BAB V KESIMPULAN DAN SARAN

A. KESIMPULAN

Berdasarkan hasil penelitian yang diperoleh, maka dapat ditarik kesimpulan sebagai berikut: 1. Locus of control terbukti memiliki hubungan dengan penyesuaian diri, baik secara akademik, sosial, dan komitmen. Semakin internal locus of control, maka semakin baik penyesuaian diri yang dilakukan mahasiswa tingkat pertama yang menjadi responden; demikian sebaliknya. 2. Pada dimensi prestasi, kemampuan dan usaha memiliki hubungan dengan penyesuaian diri, baik secara akademik, sosial, dan komitmen.
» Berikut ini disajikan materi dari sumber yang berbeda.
PR #204, opened 2017-02-16
Unpack failure messages to Neo4jErrors

### LINKED ISSUE #201: Unit testing neo4j-driver errors

lutovich:
Previously raw FAILURE message was passed to `onError`-like callbacks and thrown as is. This means thrown error contained packstream related fields and actually was a packstream structure. Example:

```
Structure {
  signature: 127,
  fields: [
    {
      code: 'Neo.ClientError.Schema.ConstraintValidationFailed',
      message: 'Node 0 already exists with label A and property "a"=[42]'
    }
  ]
}
```

This commit makes sure we unpack/convert FAILURE messages to `Neo4jError`s and pass those further to callbacks.

Fixes #201

### DIFF
--- a/src/v1/internal/buf.js
+++ b/src/v1/internal/buf.js
@@ -22,7 +22,6 @@
   *(via Buffer API).
   */
 
-import {newError} from './../error';
 let _node = require("buffer");
 /**
   * Common base with default implementation for most buffer methods.
@@ -551,7 +550,7 @@ class NodeBuffer extends BaseBuffer {
         val.position + bytesToCopy );
       val.position += bytesToCopy;
     } else {
-      throw newError("Copying not yet implemented.");
+      super.putBytes(position, val);
     }
   };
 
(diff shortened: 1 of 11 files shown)


oskarhane:
Thanks for this! 
lgtm

PR #269, opened 2020-03-21
Support Ruby 2.4 in CI

### LINKED ISSUE #209: Support Ruby 2.4 in CI
https://github.com/github/actionview-component/pull/207 removed support for Ruby 2.4 as it was breaking CI: https://github.com/github/actionview-component/runs/444076324.

It would be nice to re-introduce this test coverage.

andrewmcodes:
### Summary

Fixes #209 

Update the `ruby_on_rails` action to re-add testing against Ruby 2.4.
To accomplish this, we need to run `gem update --system`, but we don't
want to do this on any version except `2.4.x` to save build time.

This commit uses the context and expression syntax for GitHub actions to
check if the Ruby versions starts with `2.4`, and update the system gems
in the event that we have a match.

### DIFF
--- a/.github/workflows/ruby_on_rails.yml
+++ b/.github/workflows/ruby_on_rails.yml
@@ -8,7 +8,7 @@ jobs:
     strategy:
       matrix:
         rails_version: [5.0.0, 5.2.3, 6.0.0, master]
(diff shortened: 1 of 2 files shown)


joelhawksley:
Thanks @andrewmcodes! Mind adding a changelog entry and your name to the README?

PR #272, opened 2020-03-23
release v2.0.1

joelhawksley:


rmacklin:
I don't think this warrants a new release. There are no changes in the gem, only in the dummy app. There was no security vulnerability in this gem

joelhawksley:
@rmacklin fair enough. I was just being overly cautious 😅

PR #274, opened 2020-03-24
Render collections

### LINKED ISSUE #21: Any tips for rendering Components from collections?

tclem:
Fixes #21.

Introduces collection rendering for view components with the following API:

``` HTML+ERB
<%= render(ProductComponent.collection(items: @products, as: :product, foo: foo)) %>
```

Worked with @joelhawksley on the initial sketch of this with the goal of having this API feel very similar to the standard Rails [partial rendering of collections](https://guides.rubyonrails.org/layouts_and_rendering.html#rendering-collections). Opening early for feedback, there are still a few open TODOs.

#### TODO

- [x] Sort out validating `:as`
- [x] Update CHANGELOG


lib/view_component/base.rb
```diff
@@ -5,6 +5,41 @@
...
+    def initialize(component, options)
+      @component = component
+      @options = options
+    end
+
+    def render_in(view_context, &block)
+      as = as_variable(@options) || :item
+      args = @options.except(:items, :as)
+
+      @options[:items].map do |item|
```
rainerborene: I don't think that is the optimal way to render large collections. I suggest creating a string buffer and concatenate each rendered component instead of creating an array, then joining it later. Look for some inspiration on  `ActionView::OutputBuffer` class and see how it works under the hood. :)

lib/view_component/base.rb
```diff
@@ -5,6 +5,41 @@
 require "view_component/previewable"
 
 module ViewComponent
+  class CollectionBase
```
rainerborene: One more thing. Better extract this class into a different file.

rainerborene:
I didn't like the `collection` method name but that is subjective. I suggest following the same pattern of `render` view helper and stick with the same argument names like `collection` and `as` (which is already in use). Maybe `render_all` makes more sense.

lib/view_component/base.rb
tclem: Looks like `ActionView::OutputBuffer < ActiveSupport::SafeBuffer < String` (see [`buffers.rb`](https://github.com/rails/rails/blob/e2cf0b1d780b2e09f5270249ca021d94ce4fff9d/actionview/lib/action_view/buffers.rb#L21), and [`output_safety.rb`](https://github.com/rails/rails/blob/e2cf0b1d780b2e09f5270249ca021d94ce4fff9d/activesupport/lib/active_support/core_ext/string/output_safety.rb#L135)) and [`ActionView::RenderedCollection`](https://github.com/rails/rails/blob/e2cf0b1d780b2e09f5270249ca021d94ce4fff9d/actionview/lib/action_view/renderer/abstract_renderer.rb#L125) does `map/join` as well. We can definitely make this use a buffer, but is that optimal? Do we want to optimize for time? If so, a naive benchmark tells me that `join` is going to be faster.

```
  require "benchmark"
  def test_benchmark
    n = 1000000
    Benchmark.bmbm do |x|
      foo = [1] * n

      buffer = ActionView::OutputBuffer.new
      x.report("using ActionView::OutputBuffer") do
        foo.each do
          buffer << "foobar"
        end
        string = buffer.html_safe
      end

      x.report("using map and join") do
        string = foo.map do
          "foobar"
        end.join
      end
    end
  end
```

```
                                     user     system      total        real
using ActionView::OutputBuffer   0.449913   0.004264   0.454177 (  0.455215)
using map and join               0.085798   0.002497   0.088295 (  0.088758)
```

I'm new to rails internals, is there another builder like object besides `OutputBuffer`? I was also a little surprised that `render_in` had to return anything as I was expecting some internal buffer to be getting appended to as things are rendered. Is it possible that some of this is just for inline test rendering?

tclem:
@rainerborene, thank you so much for the review!

> I didn't like the `collection` method name but that is subjective.

:+1: I made another attempt here, curious to hear what you think about the naming. API looks like this now:

``` ruby
# Verbose version
render(ProductComponent.all(collection: @products, as: :product, foo: foo))

# Does the same thing
render(ProductComponent.all(@products, foo: foo))
```

lib/view_component/base.rb
tclem: Done.

lib/view_component/base.rb
rainerborene: @tclem lol. I thought it were using a string buffer instead of concatenating array items. did you benchmark appending to a simple string? We want to optimize for less string allocations and less memory usage.

rainerborene:
Naming is hard. One pattern that I see emerging from Rails codebase is `verb` + `_all` like `upsert_all`, `destroy_all`, `insert_all`, `touch_all`, and so on. Using only `all` is vague and does not reveal any intention IMO. I suggest using the `locals` attribute to pass in arbitrary local variables as well. See more [here](https://guides.rubyonrails.org/layouts_and_rendering.html#local-variables).

lib/view_component/collection.rb
```diff
@@ -0,0 +1,54 @@
...
+      end
+    end
+
+    # Copied from https://github.com/rails/rails/blob/e2cf0b1d780b2e09f5270249ca021d94ce4fff9d/actionview/lib/action_view/renderer/partial_renderer.rb
+    def as_variable(path, options)
+      if as = options[:as]
+        raise_invalid_option_as(as) unless /\A[a-z_]\w*\z/.match?(as.to_s)
+        as.to_sym
+      else
+        File.basename(path).gsub(/_component/, "").to_sym
```
jonspalmer: I don't think you need to use the path to do this. Unlike ActionView partials we have a concrete class that we can leverage to determine the default variable. You could do 

```ruby
class.name.demodulize.underscore.chomp("_component").to_sym
```

lib/view_component/collection.rb
```diff
@@ -0,0 +1,54 @@
...
+    def collection_variable(object, options)
+      if object.respond_to?(:to_ary)
+        object.to_ary
+      elsif options.key?(:collection)
+        collection = options[:collection]
+        collection ? collection.to_a : []
+      else
+        raise ArgumentError.new("Must specify the option `collection` or pass a valid collection object.")
+      end
+    end
```
jonspalmer: Is there a strong reason to have two ways to call the API? It's more code for us to maintain and a confusing API  (what would/should happen if I supply both options?) Given the user is calling a specific class method on the Component can we just force the first argument to be the collection?

Note that the Rails partial case is very different

```
<h1>Products</h1>
<%= render @products %>
```

This is a little bit of magic from Rails that says if you render an array it will treat it like a collection and infer the partial from the type of object in the array. We're not going to have that situation. The caller is going to pick the ViewComponent to call  `.all` on. 

The equivalent in ViewComponent world would be to support this:

```haml
render ViewComponent.all(@products) 
```

Under the covers ViewComponent would figure out the right ViewComponent class by type. In this case: `ViewComponent.all(@products) => ProductComponent.all(@products)`

However, that's a) maybe not necessary sugar for us b) a separate PR :)

lib/view_component/collection.rb
jonspalmer: Do we need this variable to be dynamic?  Unlike ActionView partials we have concrete classes that we can hand this kind of behavior off.  Wouldn't it be simple to define this in the component using a class_attribute? Something like this:


```ruby
class ProductCouponComponent < ViewComponent::Base

  with_collection_parameter :item # if you don't call this would default to :product_coupon

  def initialize(item:)
    @item = item
  end
end
```

test/view_component/view_component_test.rb
```diff
@@ -386,6 +386,84 @@ def test_backtrace_returns_correct_file_and_line_number
     assert_match %r[app/components/exception_in_template_component\.html\.erb:2], error.backtrace[0]
   end
 
+  # Some example usages:
+  #
+  # <%= render(ProductComponent.all(@products)) %>
+  # <%= render(ProductComponent.all(collection: @products, as: :product, foo: foo)) %>
+  # <%= render(ProductComponent.new(product: @product)) %>
```
jonspalmer: It would be terrific for these tests to be stronger a) to provide deeper "documentation" on how this feature works b) there are tests in here that will pass even if the features are broken.

test/view_component/view_component_test.rb
```diff
@@ -386,6 +386,84 @@ def test_backtrace_returns_correct_file_and_line_number
...
+  end
+
+  def test_render_collection_minimal
+    @products = [OpenStruct.new(title: "Hi"), OpenStruct.new(title: "Bye")]
+    render_inline(ProductComponent.all(@products, extra: "extra"))
+
+    assert_selector("h1", count: 2)
+  end
+
+  def test_render_collection_minimal_specify_as
```
jonspalmer: What's the case your guarding against with this test?

test/view_component/view_component_test.rb
```diff
@@ -386,6 +386,84 @@ def test_backtrace_returns_correct_file_and_line_number
...
+  # <%= render(ProductComponent.new(product: @product)) %>
+
+  def test_render_collection
+    @products = [OpenStruct.new(title: "Hi"), OpenStruct.new(title: "Bye")]
+    render_inline(ProductComponent.all(collection: @products, extra: "extra"))
+
+    assert_selector("h1", count: 2)
+  end
+
+  def test_render_collection_minimal
```
jonspalmer: Can we add assertions that prove the extra arguments get passed to the components? At the moment this test would pass if `extra: "extra"` wasn't passed in.

lib/view_component/base.rb
```diff
@@ -14,6 +15,11 @@ class Base < ActionView::Base
     class_attribute :content_areas, default: []
     self.content_areas = [] # default doesn't work until Rails 5.2
 
+    # Render a component collection.
+    def self.all(*args)
```
jonspalmer: Would it be better to  call this  `collection`?

lib/view_component/collection.rb
```diff
@@ -0,0 +1,54 @@
+
+# frozen_string_literal: true
+
+module ViewComponent
+  class Collection
+    def initialize(component, object = nil, options)
```
jonspalmer: I forget all the rules of public/private in Ruby but can we make this constructor private? You should only interact with it via the class method.

lib/view_component/collection.rb
```diff
@@ -0,0 +1,54 @@
...
+      @options = options
+    end
+
+    def render_in(view_context, &block)
+      as = as_variable(@component.virtual_path, @options)
+      collection = collection_variable(@object, @options)
+      args = @options.except(:collection, :as)
+
+      collection.map do |item|
+        args[as] = item
```
jonspalmer: Probably a bit more defensive to create a copy of the args here just on the off chance that the Component manipulates them. Could just do `args.merge(as: item)`

lib/view_component/base.rb
jonspalmer: Your benchmark isn't really apples to apples because you're doing `html_safe` in one and not the other. I think we'd want to do a benchmark of a real case using the rendering of the view component instead of test strings. My gut says that Rails must be doing html_safe etc. inside the loop. 

Imagine that with rendering components it looks more like this - note the new html_safe in the join case:

```ruby
require "benchmark"
  def test_benchmark
    n = 1000000
    Benchmark.bmbm do |x|
      foo = [1] * n

      buffer = ActionView::OutputBuffer.new
      x.report("using ActionView::OutputBuffer") do
        foo.each do
          buffer << "foobar"
        end
        string = buffer.html_safe
      end

      x.report("using map and join") do
        string = foo.map do
          "foobar".html_safe
        end.join
      end
    end
  end
```

then

```
                                     user     system      total        real
using ActionView::OutputBuffer   0.373818   0.002911   0.376729 (  0.377495)
using map and join               0.821182   0.017310   0.838492 (  0.840472)
```

jonspalmer:
> Naming is hard. One pattern that I see emerging from Rails codebase is `verb` + `_all` like `upsert_all`, `destroy_all`, `insert_all`, `touch_all`, and so on. Using only `all` is vague and does not reveal any intention IMO. I suggest using the `locals` attribute to pass in arbitrary local variables as well. See more [here](https://guides.rubyonrails.org/layouts_and_rendering.html#local-variables).

Naming: how about `with_collection` which would be very Rails.
WRT the locals comment I'm not sure I understand. Are you suggesting nesting the args under locals? That feels more awkward to me.

rainerborene:
> Naming: how about with_collection which would be very Rails.
WRT the locals comment I'm not sure I understand. Are you suggesting nesting the args under locals? That feels more awkward to me.

@jonspalmer If we want this library to be merged on Rails in future, we need to stay as close as possible to Rails internals.

jonspalmer:
> @jonspalmer If we want this library to be merged on Rails in future, we need to stay as close as possible to Rails internals.

Sure that's a good guiding principal however we should step back and understand the reasoning for the rails pattern. Passing locals to a partial is something like this

```erb
<h1>New zone</h1>
<%= render partial: "form", locals: {zone: @zone} %>
```

The value of `locals` in this use case is to distinguish between a) the options provided to the `render` method b) the set of parameters that will be passed to the partial

In our case I'm proposing that we make `as` something you define on the Component class and then simplify the signature to just

```ruby
def self.with_collection(collection, **component_args)
```

There is no confusion with that API. 

It's also nice because it makes the calling mostly "symmetric" when using a collection or not. i.e.

```erb
<%= render ProductComponent.new(product: @product, foo: 1, bar: 2) %>

<%= render ProductComponent.with_collection(@products, foo: 1, bar: 2) %>
```

jonspalmer:
Can we add an 'integration' test of this actually running in the test app?

lib/view_component/base.rb
joelhawksley: It was: https://github.com/github/view_component/pull/274#issuecomment-603619978

I'm fine with either, but have a slight preference for `all` as I think:

`.all(collection:` reads better than `.collection(collection:`.

lib/view_component/base.rb
tclem: Yup, you're right, both cases need to call `html_safe` (which is what's happening at the end of `render_in`), but I think they both need to call it inside the loop. The benchmark you pasted has the `OutputBuffer` case doing `html_safe` once at the end and the `map/join` case doing `html_safe` on each iteration. Let's make them the same.

>  I think we'd want to do a benchmark of a real case using the rendering of the view component instead of test strings. 

Love this suggestion! Here's an updated benchmark that actually calls `render_inline`:

``` ruby
require "benchmark"
def test_benchmark
  n = 10000
  @product = OpenStruct.new(title: "Bye")
  Benchmark.bmbm do |x|
    foo = [1] * n

    buffer = ActionView::OutputBuffer.new
    x.report("using ActionView::OutputBuffer") do
      foo.each do
        buffer << render_inline(ProductComponent.new(product: @product, extra: "abc"))
      end
    end

    x.report("using map and join") do
      foo.map do
        render_inline(ProductComponent.new(product: @product, extra: "abc"))
      end.join
    end
  end
end
```
```
                                     user     system      total        real
using ActionView::OutputBuffer   1.427219   0.023809   1.451028 (  1.461946)
using map and join               1.152875   0.026003   1.178878 (  1.204991)
```


I didn't dig too far, but array joins in ruby are [implemented in c](https://github.com/ruby/ruby/blob/5b287481befe03cc3e3dbc4b5571e21dbc523bae/array.c#L2365) and appear to be specialized for strings.

lib/view_component/base.rb
jonspalmer: my argument would be we shouldn't need a `collection:` argument. My proposal is
```ruby
MyComponent.with_collection(@products, .....)
```

tclem: I'm into the idea of `with_collection` and requiring the first argument to be the collection (something that can `to_ary`) and then dropping all the other special kwargs (like `as:` and `collection:`).

tclem: And I think we could take or leave the `with_` prefix:

``` ruby
MyComponent.collection(@products, extra: foo)
```
``` ruby
MyComponent.with_collection(@products, extra: foo)
```

lib/view_component/collection.rb
tclem: I really like this idea, especially because it mean removing `as:` as one of the special values in the options hash. Implemented in the latest on this branch (along with directly using the demodulized class name of the component).

lib/view_component/collection.rb
tclem: 100% onboard with this.

test/view_component/view_component_test.rb
tclem: I reworked these tests with the new api and tried to make them do a better job of documenting the feature, let me know what you think. There shouldn't be any that pass even if the feature is broken, can you comment on the specific test if that's still the case?

test/view_component/view_component_test.rb
tclem: This one went away.

lib/view_component/collection.rb
tclem: Yup! This constructor is now private.

lib/view_component/collection.rb
tclem: Agreed and implemented (slightly different implementation since the key is actually dynamic).

tclem:
Alright, I made another pass at the API and addressed a bunch of specific feedback. Thanks for the review and some great ideas @jonspalmer! I did add a single integration level test too which was a good idea because that demonstrated the need to use `html_safe` (I'll re-run my benchmarks next).

Here's the current state of the API:

``` ruby
ProductComponent.with_collection(@products, foo: foo, …)
```

And instead of having any special keyword args, if a component needs to have a different parameter name you can do that like so (otherwise in this case the name would be `product_coupon:`):

``` ruby
class ProductCouponComponent < ViewComponent::Base

  def initialize(item:)
    @item = item
  end
end
```

This also means that all additional hash/keyword args are passed directly to the component's constructor which I think is quite nice.

lib/view_component/base.rb
tclem: Re-running benchmarks with the knowledge that map/join will require a final `html_safe`. The `OutputBuffer` version doesn't need this because it's already a safe buffer.

map/join still wins by a little.

``` ruby
require "benchmark"
def test_benchmark
  n = 10000
  @product = OpenStruct.new(name: "Soap")
  Benchmark.bmbm do |x|
    foo = [1] * n

    buffer = ActionView::OutputBuffer.new
    x.report("using ActionView::OutputBuffer") do
      foo.each do
        buffer << render_inline(ProductComponent.new(product: @product, notice: "abc"))
      end
    end

    x.report("using map and join") do
      foo.map do
        render_inline(ProductComponent.new(product: @product, notice: "abc"))
      end.join.html_safe
    end
  end
end
```

```
                                     user     system      total        real
using ActionView::OutputBuffer   1.543178   0.028958   1.572136 (  1.573645)
using map and join               1.285421   0.025860   1.311281 (  1.312286)
```

CHANGELOG.md
```diff
@@ -1,5 +1,11 @@
 # master
 
+# v2.1.0
+
+* Support rendering collection (e.g., `render(MyComponent.all(@items))`).
```
joelhawksley: Just dropping a note here to make sure we update this to reflect whatever API we land on ❤️

test/view_component/view_component_test.rb
```diff
@@ -386,6 +386,61 @@ def test_backtrace_returns_correct_file_and_line_number
     assert_match %r[app/components/exception_in_template_component\.html\.erb:2], error.backtrace[0]
   end
 
+  # Rendering collections
+
+  def test_render_collection
+    @products = [OpenStruct.new(name: "Radio clock"), OpenStruct.new(name: "Mints")]
```
jonspalmer: Its a nit to pik but do we need instance variables here? can't we just use regular variables given they're internal to the test method.

rainerborene:
Great work @tclem. Make sure to rebase before merging this PR. :fist_oncoming:

test/view_component/view_component_test.rb
tclem: Good catch! Fixed.

lib/view_component/version.rb
```diff
@@ -3,7 +3,7 @@
 module ViewComponent
   module VERSION
     MAJOR = 2
-    MINOR = 0
+    MINOR = 1
```
tclem: @joelhawksley would you prefer to do version bump and release in a separate PR? Just read the contributing guidelines...

joelhawksley: I would, if you don't mind removing this change 😄

test/view_component/view_component_test.rb
```diff
@@ -386,6 +386,61 @@ def test_backtrace_returns_correct_file_and_line_number
     assert_match %r[app/components/exception_in_template_component\.html\.erb:2], error.backtrace[0]
   end
 
+  # Rendering collections
```
joelhawksley:
```suggestion
```

README.md
```diff
@@ -446,15 +446,10 @@ Bug reports and pull requests are welcome on GitHub at https://github.com/github
 |@mellowfish|@horacio|@dukex|@dark-panda|@smashwilson|
```
joelhawksley: Might we add documentation for this feature to the README?

tclem: 👍Done. Take a read though and feel free to edit.

CHANGELOG.md
```diff
@@ -1,5 +1,11 @@
 # master
 
+# v2.1.0
+
+* Support rendering collections (e.g., `render(MyComponent.with_collection(@items))`).
+
+    *Tim Clem, Joel Hawksley*
```
joelhawksley:
```suggestion
    *Tim Clem*
```

joelhawksley: I can't possible take enough credit to warrant putting my name on this 🙇

tclem: LOL, fair enough. Thanks for getting me ramped up quickly!

Issue #280, opened 2020-03-31
v2.2.0 assigns source_location incorrectly


joelhawksley:
### Steps to reproduce
Create a component that inherits from another component, such as ApplicationComponent. Attempt to render the component.

### Expected behavior
The component renders.

### Actual behavior
`ViewComponent::TemplateError: Could not find a template file for MyChildComponent.`

### System configuration
**Rails version**:
6.0.2.2

**Ruby version**:
2.6.3p62

**Gem version**:
2.2.0

joelhawksley:
@nashby it looks like 2.2.0 might be broken. I'm looking into this now.

PR #281, opened 2020-03-31
ignore redefinitions of inherited when inspecting caller locations

joelhawksley:
Given an ApplicationComponent that re-defines `inherited`,
we were failing to find the correct template for the child
component, as we were looking at the top frame in the
call stack.

This change ignores any definitions of `inherited` in
the call stack, avoiding the issue.

[Fixes: #280]

### DIFF
--- a/lib/view_component/base.rb
+++ b/lib/view_component/base.rb
@@ -149,8 +149,8 @@ module ViewComponent
         end
 
         # Derive the source location of the component Ruby file from the call stack.
-        # We need to ignore `inherited` frames here as they indicated that this method
-        # has been re-defined by the consuming application.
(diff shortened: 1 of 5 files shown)


joelhawksley:
@nashby what do you think of this solution?

nashby:
@joelhawksley hey, looks good to me! The only thing I'm worried that we need to get whole stacktrace for that (not only the first frame as it was before). But I can't really think of any other solution atm.

joelhawksley:
@nashby do you think we could limit the size of the stack trace request to something like 10 frames?

nashby:
@joelhawksley I think practically that should work but in theory there might be the case when it's not enough, not sure (e.g when there're a lot of inheritance happening)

Sementara konteks dan keberuntungan tidak memiliki hubungan yang signifikan dengan penyesuaian diri dan masing-masing aspeknya. Semakin baik kemampuan dan usaha, maka semakin baik penyesuaian diri yang dilakukan mahasiswa tingkat pertama yang menjadi responden dalam mencapai prestasi akademik di kampus; demikian sebaliknya. 3. Pada dimensi afiliasi, kemampuan, usaha, dan keberuntungan memiliki hubungan dengan penyesuaian diri secara keseluruhan. Akan tetapi jika dilihat dari aspek penyesuaian diri, kemampuan dan usaha berhubungan dengan aspek sosial, dan keberuntungan berhubungan dengan aspek komitmen. Sementara konteks tidak memiliki hubungan yang signifikan, baik dengan penyesuaian diri, maupun dengan masing-masing aspeknya.